Le temple du Seigneur ayant été commencé la quatrième année du règne de Salomon, fut achevé la onzième ; c’est-à-dire, qu’on ne fut que sept ans à faire ce grand ouvrage (1 Rois 6.37-38). On en fit la dédicace l’année suivante, qui est l’an du monde 3001. Pour rendre cette cérémonie plus auguste, Salomon choisit le huitième jour du septième mois de l’année sainte (2 Chroniques 5.1-3), qui était le premier de l’année civile, et qui répondait à notre mois d’octobre. La cérémonie de la dédicace dura sept jours, au bout desquels coinmença la fête des Tabernacles, qui dura encore sept jours. De manière que tout le peuple demeura à Jérusalem quatorze ou quinze jours ; depuis le 8 jusqu’au 22 du septième mois. Salomon fit venir à cette solennité tous les anciens d’Israël et tout le peuple. Les prêtres et les lévites portèrent dans le temple premièrement tous les présents que David y avait faits, et qui furent mis en dépôt dans les trésors du lieu saint ; ensuite on y plaça les ornements et les vases destinés au service de l’autel et du sanctuaire. Enfin on y porta en grande solennité l’arche d’alliance, le roi et tout le peuple marchant devant, pendant que les prêtes immolaient une infinité de victimes partout où l’arche passait.
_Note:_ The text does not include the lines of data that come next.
PR #7103, opened 2023-06-07
fix(fossid-webapp): Set severity to HINT when snippet license cannot be mapped

nnobelis:
With the introduction of snippet findings in the scan results, some
issues are also present in the result because licenses from FossID
snippets cannot always be mapped to SPDX, for instance "RETURNN license"
or "Apache 2-0".
While the usage of the declared license mapping file helped to
alleviate some of these issues, several remained, polluting the webapp
report.

Opening a support ticket at FossID to have them correct the license,
while being the correct solution, does not scale regarding the amount of
licenses to correct.
Therefore, this commit lowers for now the severity of these issues to
`HINT` and map them to `NO_ASSERTION`. This is a temporary solution
until a snippet curation mechanism is introduced to be able to correct
those licenses.

FYI @MarcelBochtler.

### DIFF
--- a/scanner/src/main/kotlin/scanners/fossid/FossIdScanResults.kt
+++ b/scanner/src/main/kotlin/scanners/fossid/FossIdScanResults.kt
@@ -33,6 +33,7 @@ import org.ossreviewtoolkit.model.Issue
 import org.ossreviewtoolkit.model.LicenseFinding
 import org.ossreviewtoolkit.model.PackageProvider
 import org.ossreviewtoolkit.model.RemoteArtifact
+import org.ossreviewtoolkit.model.Severity
 import org.ossreviewtoolkit.model.Snippet as OrtSnippet
 import org.ossreviewtoolkit.model.SnippetFinding
 import org.ossreviewtoolkit.model.TextLocation
@@ -124,7 +125,8 @@ internal fun mapSnippetFindings(
                     if (expression == null) {
                         issues += FossId.createAndLogIssue(
                             source = "FossId",
-                            message = "Failed to map license '$it' as an SPDX expression."
+                            message = "Failed to map license '$it' as an SPDX expression.",
+                            severity = Severity.HINT
                         )
                     }
                 }
--- a/scanner/src/test/kotlin/scanners/fossid/FossIdLicenseMappingTest.kt
+++ b/scanner/src/test/kotlin/scanners/fossid/FossIdLicenseMappingTest.kt
@@ -35,6 +35,7 @@ import org.ossreviewtoolkit.clients.fossid.model.result.LicenseCategory
 import org.ossreviewtoolkit.clients.fossid.model.result.MatchType
 import org.ossreviewtoolkit.clients.fossid.model.result.Snippet
 import org.ossreviewtoolkit.model.Issue
+import org.ossreviewtoolkit.model.Severity
 import org.ossreviewtoolkit.utils.spdx.SpdxConstants
 import org.ossreviewtoolkit.utils.spdx.toSpdx
 import org.ossreviewtoolkit.utils.test.shouldNotBeNull
@@ -91,7 +92,9 @@ class FossIdLicenseMappingTest : WordSpec({
 
             issues should haveSize(1)
             issues.first() shouldNotBeNull {
-                message shouldStartWith "Failed to map license 'invalid license' as an SPDX expression."
+                message shouldStartWith
+                        "Failed to map license 'invalid license' as an SPDX expression."
+                severity shouldBe Severity.HINT
             }
             findings should haveSize(1)
             findings.first() shouldNotBeNull {


scanner/src/main/kotlin/scanners/fossid/FossIdScanResults.kt
```diff
@@ -33,6 +33,7 @@ import org.ossreviewtoolkit.model.Issue
 import org.ossreviewtoolkit.model.LicenseFinding
 import org.ossreviewtoolkit.model.PackageProvider
 import org.ossreviewtoolkit.model.RemoteArtifact
+import org.ossreviewtoolkit.model.Severity
```
sschuberth, line 36: Commit message:
- Is the double "N" in "RETURNN" really correct?
- "alleviate" without "s" at the end
- If the middle section is supposed to be its own paragraph, please make it stand out by adding empty lines around it.

sschuberth (dismissed):

scanner/src/main/kotlin/scanners/fossid/FossIdScanResults.kt
```diff
@@ -124,10 +125,11 @@ internal fun mapSnippetFindings(
                     if (expression == null) {
                         issues += FossId.createAndLogIssue(
                             source = "FossId",
-                            message = "Failed to map license '$it' as an SPDX expression."
+                            message = "Failed to map license '$it' as a SPDX expression. Mapping it using licenseRef-.",
+                            severity = Severity.HINT
                         )
                     }
-                }
+                } ?: "LicenseRef-fossid-${it.replace("[^a-zA-Z0-9\\-.]".toRegex(), "-")}".toSpdx()
```
fviernau, line 132: In the analyzer we have `unmappedDeclaredLicenses` field in the model and only a warning (or hint?) if the license could not be mapped. This allows to write a (tweaked to users needs) policy rule to flag the mapping issue, under desired severity under desired preconditions. See, `rules.kts` in `ort-config` repository. 

How about doing the same here?

scanner/src/main/kotlin/scanners/fossid/FossIdScanResults.kt
```diff
@@ -124,10 +125,11 @@ internal fun mapSnippetFindings(
                     if (expression == null) {
                         issues += FossId.createAndLogIssue(
                             source = "FossId",
-                            message = "Failed to map license '$it' as an SPDX expression."
+                            message = "Failed to map license '$it' as a SPDX expression. Mapping it using licenseRef-.",
```
fviernau, line 128: commit: Mapping to a `LicenseRef-*` in my view does not make sense at all if it is not clear what the semantics of the ID actually is. This seems to be the case here, which is why I propose to not do this.

I propose the workflow to be as follows:
1. unmapped license strings are flagged as hint. Optionally by a policy rule as must fix, e.g. error.
2. In order to fix the mapping, one has to manually define a "license mapping" similar to the declared license mapping curation.

What do you think?

fviernau (changes requested):

scanner/src/main/kotlin/scanners/fossid/FossIdScanResults.kt
nnobelis: >     * Is the double "N" in "RETURNN" really correct?

image
Yes

scanner/src/main/kotlin/scanners/fossid/FossIdScanResults.kt
nnobelis: Answered below.

scanner/src/main/kotlin/scanners/fossid/FossIdScanResults.kt
sschuberth: > As FossID is a black box, we don't know if it is a declared license or a detected license.

Wasn't it so that as a user, you can add licenses in the FossID web UI, and instruct FossID to use licenses from there for identified snippets? If so, I think it would be rather "declared" licenses.

nnobelis: Yes in FossID you can add licenses and edit them a "License View".
Then, when a file is pending identification (i.e. has several matching snippets) you can:
- use the license of a snippet (without modification)
- manually assign a license of the "License View" of FossID

Therefore, I believe this license editor is NOT for snippets nor to curate snippets.

nnobelis: @fviernau An opinion on my comment ?

fviernau: > After discussion with @MarcelBochtler we also think you are right, that the license refs are not suitable here.

So, can we change the approach to output an issue saying that some (parts of the) license string could not be mapped, instead of creating `License-Ref-` IDs from strings with unknown semantics?

> However, dealing with an unmapped license with a declared license mapping is not correct.

Agree. However, I believe a mechanism which is quite a bit similar could make sense.


> Therefore, here are our suggestions:
> 
>     * Change the severity in case of unmappeable license to `HINT`, to remove the flooding of report with snippet related issues..
> 
>     * When there is a possibility to do snippet curation with ORT, bump up the severity to `WARNING`. Then the user will fix the issue with a (hopefully global) snippet curation.

I'm fine with these suggestions, as long as the `License-Refs` construction gets dropped. 
As future perspective, I believe it also makes sense to add an `unmapped_license` property to the snippet model.

fviernau: I'm ok if you don't do the unmapped license property at all in scope of your task. I just wanted to have some common vision for the future.

fviernau: Maybe setting the snippet license to `NO_ASSERTION` plus flagging an issue that the license could not be mapped, would be reasonable?

nnobelis: This is the current logic:
See https://github.com/bosch-io/oss-review-toolkit/blob/131fd5759440054ea77164713598c16b7abfefac/scanner/src/main/kotlin/scanners/fossid/FossIdScanResults.kt#L123-L133
and
https://github.com/bosch-io/oss-review-toolkit/blob/131fd5759440054ea77164713598c16b7abfefac/scanner/src/test/kotlin/scanners/fossid/FossIdLicenseMappingTest.kt#L94-L101

fviernau: The diff LGTM now. The commit message needs to be aligned with it.

nnobelis: I adapted a bit the commit message to mention the `NO_ASSERTION`.
Should anything more in it be changed ?

fviernau (approved):

PR #7104, opened 2023-06-07
Compare command

sschuberth:

### DIFF
--- a/plugins/commands/compare/src/main/kotlin/CompareCommand.kt
+++ b/plugins/commands/compare/src/main/kotlin/CompareCommand.kt
@@ -1,0 +1,130 @@
+/*
+ * Copyright (C) 2021 The ORT Project Authors (see <https://github.com/oss-review-toolkit/ort/blob/main/NOTICE>)
+ *
+ * Licensed under the Apache License, Version 2.0 (the "License");
+ * you may not use this file except in compliance with the License.
+ * You may obtain a copy of the License at
+ *
+ *     https://www.apache.org/licenses/LICENSE-2.0
+ *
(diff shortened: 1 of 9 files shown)


plugins/commands/compare/src/main/kotlin/CompareCommand.kt
```diff
@@ -0,0 +1,127 @@
...
+        .convert { it.absoluteFile.normalize() }
+
+    private val fileB by argument(help = "The second ORT result file to compare.")
+        .convert { it.expandTilde() }
+        .file(mustExist = true, canBeFile = true, canBeDir = false, mustBeWritable = false, mustBeReadable = true)
+        .convert { it.absoluteFile.normalize() }
+
+    private val method by option(
+        "--method", "-m",
+        help = "The method to use when comparing ORT results."
```
mnonnenmacher, line 56: I don't remember, does Clikt automatically show the available options for enum parameters? Otherwise it would be nice to list them here.

plugins/commands/compare/src/main/kotlin/CompareCommand.kt
```diff
@@ -0,0 +1,127 @@
...
+            }
+        }
+    }
+}
+
+enum class CompareMethod {
+    TEXT_DIFF
+}
+
+fun unifiedDiff(a: File, b: File, replacements: Map<String, String> = emptyMap(), contextSize: Int = 7): List<String> {
```
mnonnenmacher, line 101: Could be private.

mnonnenmacher (changes requested):

mnonnenmacher (approved):

PR #7112, opened 2023-06-12
feat(docker): Build independent images

heliocastro:
All components no are built as independent docker images.


sschuberth:
I guess the successor is https://github.com/oss-review-toolkit/ort/pull/7447.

Lorsque l’arche eut été placée dans le sanctuaire, les prêtres et les lévites chacun en son rang, faisant retentir les louanges du Seigneur, le temple fut rempli d’une nuée miraculeuse, en sorte que les prêtres par respect ne pouvaient plus y demeurer, ni y faire les fonctions de leur ministère. Alors Salomon étant sur sa tribune (1 Rois 8.12-13) se prosterna le visage contre terre ; puis s’étant relevé et se tournant du côté du sanctuaire, il adressa sa prière à Dieu et le supplia d’avoir pour agréable la maison qu’il lui avait bâtie, de la bénir et d’exaucer les prières de ceux qui s’adresseraient à lui dans ce saint lieu. Il le pria aussi d’accomplir les promesses qu’il avait faites à David son serviteur, en faveur de sa famille et des rois d’Israël, ses successeurs. Aussitôt qu’il eut achevé sa prière, il se tourna du côté du peuple, le bénit ; et le feu étant descendu du ciel (2 Chroniques 7.1-3), consuma les holocaustes et les victimes qui étaient sur l’autel, et la gloire du Seigneur remplit tout le temple, en sorte que les prêtres mêmes ne pouvaient entrer dans le temple, pour y faire leurs fonctions. Alors les enfants d’Israël qui furent témoins du miracle se prosternèrent la face contre terre, en adorant et louant le Seigneur.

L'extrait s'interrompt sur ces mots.